▸ **Work item**: Among the records below, find each line containing the word "commit" and copy it.
*** Opening of Recorded data ***
PR #70568, opened 2026-07-27
Catch lang-SDK Go example module drift before it reaches main

potiuk:
Follow-up to #70561, which cleaned up the drift by hand. This stops the next Go bump from doing it again.

`kubernetes-tests/lang_sdk/go_example` is a separate Go module that resolves the SDK through a `replace` onto `../../../go-sdk`, so it carries its own copy of the SDK's indirect requirements. Nothing re-tidies it when a dependency moves inside `/go-sdk`, and Dependabot bumps exactly one module per PR — #70226 moved `google.golang.org/grpc` 1.79.3 → 1.82.1 in `/go-sdk` only.

What makes it worth guarding is the blast radius: Go refuses to build an inconsistent module, so once such a bump merges, `Kubernetes tests / K8S Lang-SDK` fails at the "Build Go bundle" step on **every** pull request until someone notices — not just on the PR that caused it.

Config can't prevent this. Dependabot *security* updates ignore `.github/dependabot.yml` entirely (which today has no `gomod` entry at all), and a second Dependabot PR for the example module would merge at a different time and leave `main` red in between. The drift has to fail the bump PR itself.

The check is `go mod tidy -diff` in the example module — exactly the question the failing CI step asks, it never writes to the working tree, and it exits non-zero when the module is untidy. It runs only when either module's `go.mod`/`go.sum` changes, which is sufficient: any new requirement in the SDK necessarily lands in `go-sdk/go.mod` first.

Verified against the real regression. On `main` as it stands:

```
$ prek run check-go-example-mod-tidy --files go-sdk/go.mod
ERROR: kubernetes-tests/lang_sdk/go_example is not tidy.
...
Fix it in this PR by running:

    (cd kubernetes-tests/lang_sdk/go_example && go mod tidy)
```

and the reported diff is byte-for-byte the change #70561 makes. After applying that tidy, the hook exits 0.

### This PR's own static checks will be red until #70561 merges

That is the hook working, not a defect — `main` is currently untidy, so the check it adds correctly fails. The commit was made with `SKIP=check-go-example-mod-tidy` for the same reason. Once #70561 lands, this goes green with no change here; happy to rebase onto it instead if you'd rather have one green PR.

Not addressed: the existing `go-mod-tidy` hook in `go-sdk/.pre-commit-config.yaml` is `types: [go]`, so it does not fire on `go.mod`/`go.sum` changes either. That has not bitten us because Dependabot tidies the module it bumps, but it is the same gap one level up.

---


shahar1 (approved):

jason810496 (commented):
Yes, that is exactly what I thought about to prevent further drift, thanks.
*** Close of Recorded data ***
▸ **Your solution**:
That is the hook working, not a defect — `main` is currently untidy, so the check it adds correctly fails. The commit was made with `SKIP=check-go-example-mod-tidy` for the same reason. Once #70561 lands, this goes green with no change here; happy to rebase onto it instead if you'd rather have one green PR.
Not addressed: the existing `go-mod-tidy` hook in `go-sdk/.pre-commit-config.yaml` is `types: [go]`, so it does not fire on `go.mod`/`go.sum` changes either. That has not bitten us because Dependabot tidies the module it bumps, but it is the same gap one level up.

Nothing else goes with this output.